*Your objective*: If a line below contains "approved", count it; then state how many such lines there are, and nothing else.

↓

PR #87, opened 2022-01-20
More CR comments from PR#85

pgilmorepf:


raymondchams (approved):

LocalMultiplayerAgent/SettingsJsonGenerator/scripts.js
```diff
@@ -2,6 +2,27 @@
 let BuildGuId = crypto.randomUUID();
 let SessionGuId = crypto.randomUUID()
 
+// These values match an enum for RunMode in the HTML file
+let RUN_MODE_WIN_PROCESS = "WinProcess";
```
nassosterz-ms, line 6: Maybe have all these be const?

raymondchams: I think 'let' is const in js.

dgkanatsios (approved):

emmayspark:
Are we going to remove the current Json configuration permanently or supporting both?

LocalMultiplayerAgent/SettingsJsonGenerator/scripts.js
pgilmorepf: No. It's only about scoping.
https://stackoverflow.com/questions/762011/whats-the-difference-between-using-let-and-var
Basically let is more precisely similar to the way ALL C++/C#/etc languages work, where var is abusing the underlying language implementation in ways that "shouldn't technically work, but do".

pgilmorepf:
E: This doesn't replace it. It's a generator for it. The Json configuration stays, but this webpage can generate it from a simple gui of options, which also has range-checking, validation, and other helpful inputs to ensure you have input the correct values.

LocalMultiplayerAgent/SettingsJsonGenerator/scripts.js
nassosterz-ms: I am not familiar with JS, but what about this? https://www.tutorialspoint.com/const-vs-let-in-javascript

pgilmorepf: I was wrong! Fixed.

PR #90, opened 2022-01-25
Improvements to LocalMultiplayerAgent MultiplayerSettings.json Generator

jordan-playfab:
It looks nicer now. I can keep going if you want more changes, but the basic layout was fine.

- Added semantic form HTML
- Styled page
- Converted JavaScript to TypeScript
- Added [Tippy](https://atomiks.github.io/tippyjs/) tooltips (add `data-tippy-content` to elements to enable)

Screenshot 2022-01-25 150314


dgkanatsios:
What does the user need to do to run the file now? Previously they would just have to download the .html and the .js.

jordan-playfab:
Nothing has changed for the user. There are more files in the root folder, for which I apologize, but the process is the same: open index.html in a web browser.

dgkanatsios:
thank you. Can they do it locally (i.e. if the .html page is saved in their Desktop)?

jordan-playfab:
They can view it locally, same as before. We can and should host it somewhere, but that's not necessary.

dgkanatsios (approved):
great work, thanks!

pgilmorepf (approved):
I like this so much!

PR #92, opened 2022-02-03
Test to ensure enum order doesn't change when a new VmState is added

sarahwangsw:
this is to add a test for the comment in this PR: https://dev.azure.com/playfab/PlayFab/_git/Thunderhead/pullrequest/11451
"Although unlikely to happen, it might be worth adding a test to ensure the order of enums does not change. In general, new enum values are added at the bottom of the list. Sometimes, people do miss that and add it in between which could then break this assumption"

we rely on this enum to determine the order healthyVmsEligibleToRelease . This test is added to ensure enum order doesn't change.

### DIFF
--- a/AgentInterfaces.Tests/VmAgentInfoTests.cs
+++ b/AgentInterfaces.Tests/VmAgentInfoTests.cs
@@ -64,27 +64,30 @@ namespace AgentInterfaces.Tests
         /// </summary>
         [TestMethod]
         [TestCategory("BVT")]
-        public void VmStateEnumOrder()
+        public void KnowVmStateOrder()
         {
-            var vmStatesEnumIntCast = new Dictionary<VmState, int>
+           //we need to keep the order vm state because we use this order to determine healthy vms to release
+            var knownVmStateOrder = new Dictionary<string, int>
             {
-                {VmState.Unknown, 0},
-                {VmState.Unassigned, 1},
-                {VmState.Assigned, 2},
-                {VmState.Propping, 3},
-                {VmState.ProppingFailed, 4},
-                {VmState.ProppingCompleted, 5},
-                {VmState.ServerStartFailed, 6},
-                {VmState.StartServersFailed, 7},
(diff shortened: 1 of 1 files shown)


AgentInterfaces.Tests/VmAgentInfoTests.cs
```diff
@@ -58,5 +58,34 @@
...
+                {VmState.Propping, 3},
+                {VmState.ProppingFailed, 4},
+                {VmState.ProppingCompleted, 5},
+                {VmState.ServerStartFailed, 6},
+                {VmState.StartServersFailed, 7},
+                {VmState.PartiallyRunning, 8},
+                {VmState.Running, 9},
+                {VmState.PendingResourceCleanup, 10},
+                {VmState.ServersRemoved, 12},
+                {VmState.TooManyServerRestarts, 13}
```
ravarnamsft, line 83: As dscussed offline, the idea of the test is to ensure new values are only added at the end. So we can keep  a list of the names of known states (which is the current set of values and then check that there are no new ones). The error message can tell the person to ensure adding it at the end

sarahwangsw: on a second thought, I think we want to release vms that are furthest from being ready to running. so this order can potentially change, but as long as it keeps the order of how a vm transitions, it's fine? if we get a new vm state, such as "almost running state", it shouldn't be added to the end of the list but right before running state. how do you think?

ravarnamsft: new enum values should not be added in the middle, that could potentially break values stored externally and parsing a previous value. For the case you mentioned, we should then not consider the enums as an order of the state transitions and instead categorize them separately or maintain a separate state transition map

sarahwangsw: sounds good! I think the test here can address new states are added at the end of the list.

↑

*Written reply*: 4